Last updated: February 28, 2026

CBT Assistant Pro is built from the ground up with clinical security in mind. We understand that therapists handle some of the most sensitive information in healthcare — Protected Health Information (PHI). Every architectural decision, from encryption to access control, is designed to meet or exceed the requirements of HIPAA, GDPR, and industry best practices.

Compliance Standards

HIPAA

Health Insurance Portability and Accountability Act

  • §164.312(a) — Access control with unique user IDs and session management
  • §164.312(b) — Audit controls with comprehensive activity logging
  • §164.312(c) — Integrity controls with encrypted storage and versioned data
  • §164.312(d) — Authentication with bcrypt password hashing (cost factor 12)
  • §164.312(e) — Transmission security with TLS 1.3 and certificate validation
  • §164.308(a)(5) — Security awareness with automatic PHI redaction in logs

GDPR

General Data Protection Regulation (EU)

  • Article 17 — Right to erasure (full account deletion)
  • Article 20 — Right to data portability (full data export)
  • Article 25 — Data protection by design and by default
  • Article 32 — Security of processing with encryption and access controls
  • Cookie consent with transparent disclosure
  • Explicit consent gate for voice recording features

Encryption

Data at Rest

  • Database: Amazon Aurora PostgreSQL with AES-256 encryption using customer-managed AWS KMS keys with automatic annual rotation
  • File Storage: Amazon S3 with SSE-KMS encryption using dedicated customer-managed keys
  • Secrets: All credentials stored in AWS Secrets Manager, encrypted with a dedicated KMS key
  • Backups: Database backups encrypted at rest with 30-day retention

Data in Transit

  • HTTPS Only: All traffic encrypted with TLS 1.3 (policy: ELBSecurityPolicy-TLS13-1-2-2021-06).
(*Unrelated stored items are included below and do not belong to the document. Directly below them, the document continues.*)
PR #15085, opened 2023-03-19
make mlir arg and result names work with pmap

mattjj:
~**This PR includes the commit from #15080, i.e. that's its diffbase, so ignore this one until that one goes in!**~

This is a follow-up on #15080 to restore (and indeed fix!) how pmap builds a jaxpr with debug info (i.e. parameter names and result paths). The difference with the machinery in #15080 is just to deal with pmap being final-style (i.e.     build the jaxpr at the last second, well after pytrees have been flattened away and transformations have been applied), whereas pjit is initial style (i.e. build the jaxpr as soon as possible, so all the relevant debug information is still present). As you might imagine, plumbing for the former is a bit more long-range and subtle.

The main idea here is that we need to annotate and maintain debug info on the `lu.WrappedFun` instance, which we first form at the api.py level, then pass through transformations (which can either update or drop debug info), then finally   hand off to the impl rule to be traced to a jaxpr. It makes sense as an annotation, parallel with the `in_type` annotation on `lu.WrappedFun`s used for dynamic shapes, because the debug info has to be determined initially early on (at the api.py level) updated incrementally as transformations are applied, as they might e.g. add tangent inputs and outputs.

In more detail: with an initial-style higher-orer primitive (like pjit), a jaxpr is formed immediately. Transformations, like autodiff, are jaxpr-to-jaxpr, and so those transformations (like ad.jvp_jaxpr) need to return a new jaxpr       either with updated debug info or no debug info at all. (The initial implementation in #15080 doesn't provide updated debug info in any of those jaxpr-to-jaxpr transformation functions, so the debug info is only applied to the jaxpr and  then lowered to MLIR when the pjit as at the top level.)

For final-style, like pmap here, instead of transformations being jaxpr-to-jaxpr, they're WrappedFun-to-WrappedFun. And so, analogously, transformations, like ad.JVPTrace.process_map, would need to produce a WrappedFun with updated debug info or no debug info at all. (Also analogously to #15080, this PR only implements enough for the debug info to be preserved for top-level pmaps, and preserving debug info through transformations is left as follow-up work.)

This PR doesn't yet delete the trace-time debug info in partial_eval.py. But that'll happen next!

### DIFF
--- a/jax/_src/linear_util.py
+++ b/jax/_src/linear_util.py
@@ -64,7 +64,7 @@ data must be immutable, because it will be stored in function memoization tables
 from __future__ import annotations
 
 from functools import partial
-from typing import Any, Tuple, Callable
+from typing import Any, Tuple, Callable, Optional, NamedTuple
 import weakref
 
 from jax.tree_util import tree_map
@@ -124,14 +124,15 @@ class WrappedFun:
     params: extra parameters to pass as keyword arguments to `f`, along with the
       transformed keyword arguments.
   """
-  __slots__ = ("f", "transforms", "stores", "params", "in_type")
+  __slots__ = ("f", "transforms", "stores", "params", "in_type", "debug_info")
 
-  def __init__(self, f, transforms, stores, params, in_type):
+  def __init__(self, f, transforms, stores, params, in_type, debug_info):
     self.f = f
     self.transforms = transforms
     self.stores = stores
     self.params = params
     self.in_type = in_type
+    self.debug_info = debug_info
 
   @property
   def __name__(self):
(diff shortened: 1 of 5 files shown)


jax/_src/linear_util.py
```diff
@@ -271,6 +274,23 @@ def valid_size(d) -> bool:
   assert all(provided)
 
 
+class TracingDebugInfo(NamedTuple):
```
mattjj, line 277: This moved from api_util.py to here because we now treat it as a kind of annotation on lu.WrappedFun instances, hence we need it in this upstream file.

hawkinsp (approved):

TLS 1.0 and 1.1 are blocked.
  • HSTS: Strict-Transport-Security header with 1-year max-age, includeSubDomains, and preload
  • Database: SSL/TLS required for all PostgreSQL connections with AWS RDS CA certificate validation
  • S3: Bucket policy enforces TLS — non-encrypted connections are denied
  • HTTP Redirect: All HTTP requests automatically redirect to HTTPS (301)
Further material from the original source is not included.